There is a bit of redundancy there, but I think if we query paymentTerms again under PaymentSchedules, this should let you tie the original parent payment terms. This query should also be useable in Bulk Operations (I did some testing on my end here to confirm)

Hopefully I’m understanding this correctly - I’ll loop back with you here once I have a more definitive answer on the expected behaviour though. Let me know if I can clarify anything on my end here/if this doesn’t work.

Hey @Jonas_Hogh :waving_hand: - just confirming after getting in touch with the team that the initial behaviour you reported here is considered expected on our end. Can you let me know if you encounter any issues with the workaround though?

If so, I’m happy to take a closer look for sure, just let me know.

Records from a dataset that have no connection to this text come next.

PR #1500, opened 2026-01-09
fix: add closePopup option for Chrome extension compatibility

### LINKED ISSUE #1318: Login popup closes before flow is complete, making login impossible in Chrome extensions
### Checklist

- [X] The issue can be reproduced in the [auth0-spa-js sample app](https://github.com/auth0-samples/auth0-javascript-samples/tree/master/01-Login) (or N/A).
- [X] I have looked into the [Readme](https://github.com/auth0/auth0-spa-js#readme), [Examples](https://github.com/auth0/auth0-spa-js/blob/main/EXAMPLES.md), and [FAQ](https://github.com/auth0/auth0-spa-js/blob/main/FAQ.md) and have not found a suitable solution or answer.
- [X] I have looked into the [documentation](https://auth0.com/docs/libraries/auth0-single-page-app-sdk) and [API documentation](https://auth0.github.io/auth0-spa-js/), and have not found a suitable solution or answer.
- [X] I have searched the [issues](https://github.com/auth0/auth0-spa-js/issues) and have not found a suitable solution or answer.
- [X] I have searched the [Auth0 Community](https://community.auth0.com) forums and have not found a suitable solution or answer.
- [X] I agree to the terms within the [Auth0 Code of Conduct](https://github.com/auth0/open-source-template/blob/master/CODE-OF-CONDUCT.md).

### Description

`loginWithPopup` closes the popup is closed before the token is requested. When used in a Chrome extension, this causes the extension to be closed as well because the browser window regains focus. Closing the extension interrupts the script, so it is shut down without ever requesting the token or saving it to the cache.

Because the token wasn't requested by the extension before being forcibly closed, the cookie is not set and the user is not authenticated when they re-open the extension. This makes it impossible for the user to ever sign in.

I've done some testing and simply delaying the call to `config.popup.close()` until the very end of `loginWithPopup` fixes things. The extension still closes upon successful sign in, but once re-opened the user will be authenticated.

I will be opening a PR to fix this shortly. I think the best approach it to allow suppressing the `popup.close()` call entirely, so devs can manually close it at whatever point in their login flow is an okay point for the extension to be forcibly closed.

### Reproduction

1. Open Chrome extension
2. Click button that triggers `loginWithPopup`
3. Complete login in the popup
4. Popup & extension both close at the same time
5. Re-open the extension
6. Call `checkSession`
7. See that user is not authenticated

If you open devtools for the extension prior to calling `loginWithPopup`, the extension will not close and the login flow will work as expected.

This can be reproduced consistently for me on Chrome 130 on Fedora.

### Additional context

This issue has been reported before, without a real solution or understanding of why it was happening:
- https://community.auth0.com/t/ultimate-guide-to-auth0-in-a-chrome-extension-popup/61362/2
- https://github.com/auth0/auth0-spa-js/issues/567

Regarding Chrome closing the extension when the window regains focus after the popup closes, see [this docs page](https://developer.chrome.com/docs/extensions/develop/ui/add-popup):

> There is no way to keep the [extension] popup open after the user has clicked away.

This is arguably a very poor UX choice in the context of popups, but not something we can change so we just have to work around it.

We also can't just use `loginWithRedirect`, as redirects don't work in an extension.

### auth0-spa-js version

2.1.3

### Which framework are you using (React, Angular, Vue...)?

Next.js

### Framework version

14.2.3

### Which browsers have you tested in?

Chrome

yogeshchoudhary147:
Fixes #1318

## Problem
When using `loginWithPopup()` in Chrome extensions, the popup closes immediately after receiving the authorization response. This terminates the extension's service worker before token exchange completes, leaving the user unauthenticated.

## Solution
Added a `closePopup` option to `PopupConfigOptions`:
- `true` (default): SDK closes the popup automatically after receiving the authorization response
- `false`: SDK does not close the popup. The caller is responsible for closing it, including on errors.

This gives users full control over the popup lifecycle, which is especially useful for Chrome extensions where closing too early terminates the service worker.

## Changes
- **utils.ts**: Modified popup closing logic to respect `closePopup` option
- **global.ts**: Added JSDoc documentation for `closePopup` option with try/finally usage example
- **loginWithPopup.test.ts**: Added comprehensive test coverage for the `closePopup` option

## Usage
```typescript
const popup = window.open('', '_blank');
try {
  await auth0.loginWithPopup({}, {
    popup: popup,
    closePopup: false  // SDK won't close the popup
  });
  // Tokens are cached, authentication successful
} catch (error) {
  // Handle authentication errors
  console.error('Login failed:', error);
} finally {
  // Always close popup, even on errors
  popup.close();
}
```

This also provides flexibility for other use cases like showing post-login messages or executing additional logic before closing the popup.

### Unit Tests
Added 4 test cases covering:
- Default behavior (popup closes immediately)
- Explicit `closePopup: true`
- `closePopup: false` (SDK does not close popup on success)
- `closePopup: false` (SDK does not close popup on token exchange failure)

All tests pass ✅

### Manual Testing
Manually tested the fix in Chrome extension scenarios:

**Before fix:**
- ❌ Popup closes immediately after authorization
- ❌ Extension terminates before token exchange
- ❌ User remains unauthenticated (no tokens cached)

**After fix with `closePopup: false`:**
- ✅ SDK does not close the popup
- ✅ User closes popup in finally block after `loginWithPopup` completes
- ✅ Tokens are successfully cached before popup closes
- ✅ User is authenticated
- ✅ On reopening extension, user is logged in (tokens persisted in localStorage)
- ✅ Popup properly closed even when errors occur

**Other scenarios:**
- ✅ Default behavior: Popup closes immediately after authorization (no regression)

## Backward Compatibility
No breaking changes. Default behavior unchanged - popup still closes immediately after authorization.

## Credits
This PR builds upon the initial investigation and work by @ashwsn.

Closes #1318

### DIFF
--- a/__tests__/Auth0Client/loginWithPopup.test.ts
+++ b/__tests__/Auth0Client/loginWithPopup.test.ts
@@ -811,36 +811,6 @@ describe('Auth0Client', () => {
       expect(popup.close).toHaveBeenCalled();
     });
 
-    it('should close popup on state mismatch error regardless of closePopup setting', async () => {
-      const auth0 = setup();
-      const popup = {
-        location: { href: '' },
-        close: jest.fn()
-      };
-
-      let error;
-      try {
-        await loginWithPopup(
-          auth0,
-          {},
-          { popup, closePopup: false },
-          {
-            authorize: {
-              response: {
-                state: 'other-state'
-              }
-            }
-          }
-        );
-      } catch (e) {
-        error = e;
-      }
-
-      expect(error).toBeDefined();
-      expect(error.message).toBe('Invalid state');
-      expect(popup.close).toHaveBeenCalled();
-    });
-
     it('should not close popup when closePopup is false', async () => {
       const auth0 = setup();
       const popup = {
--- a/src/Auth0Client.ts
+++ b/src/Auth0Client.ts
@@ -429,10 +429,6 @@ export class Auth0Client {
     });
 
     if (params.state !== codeResult.state) {
-      // Always close popup on state mismatch error, regardless of closePopup setting
-      if (config.popup) {
-        config.popup.close();
-      }
       throw new GenericError('state_mismatch', 'Invalid state');
     }
 
--- a/src/global.ts
+++ b/src/global.ts
@@ -409,11 +409,21 @@ export interface PopupConfigOptions {
    * Controls whether the SDK automatically closes the popup window.
    *
    * - `true` (default): SDK closes the popup automatically after receiving the authorization response
-   * - `false`: SDK does not close the popup. The caller is responsible for closing it.
+   * - `false`: SDK does not close the popup. The caller is responsible for closing it, including on errors.
    *
-   * Setting this to `false` is useful when you need control over when the popup closes,
+   * Setting this to `false` is useful when you need full control over the popup lifecycle,
    * such as in Chrome extensions where closing the popup too early can terminate the
    * extension's service worker before authentication completes.
+   *
+   * When `closePopup: false`, you should close the popup in a try/finally block:
+   * ```
+   * const popup = window.open('', '_blank');
+   * try {
+   *   await auth0.loginWithPopup({}, { popup, closePopup: false });
+   * } finally {
+   *   popup.close();
+   * }
+   * ```
    *
    * @default true
    */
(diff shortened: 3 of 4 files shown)


frederikprijck (changes requested):
A boolean called closePopup  to control _when_  and not _if_ a popup should be closed  feels weird. I expect when setting it to false, it wouldnt close, so this code feels very unexpected:

```
if (config.closePopup === false && config.popup) {
  config.popup.close();
}
```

I did consider that as a workaround, though it seems quite unwieldy for several reasons:

  1. It seems causes a non-negligible increase in query cost (in my admittedly very limited testing)
  2. It puts a lot of complexity on developers when writing queries
  3. It seems really hard to automatically detect from the GraphQL metadata which property to use for the reference back to the real parent in order to write a general algorithm for rebuilding the object graph

Also I noticed a similar situation where this workaround does not apply as far as I can see: On the Order type, there are two collections “lineItems” and “nonFulfillableLineItems”, which both have the same type and the same parent. There doesn’t seem to be any way to detect which objects of type “LineItem” which have the Order as their parent belong to which collection (besides knowing the exact business logic of how Shopify determines that a line item is fulfillable, and then inspect those properties, e.g. find the line items that are non-physical products.)

Am I missing something obvious here? Is there a way to configure the bulk query that I overlooked, or is it supposed to be this difficult to use?

@Alan_G could you suggest a way to distinguish the line items below an order which belong to the lineItems connection and which belong to the nonFulfillableLineItems?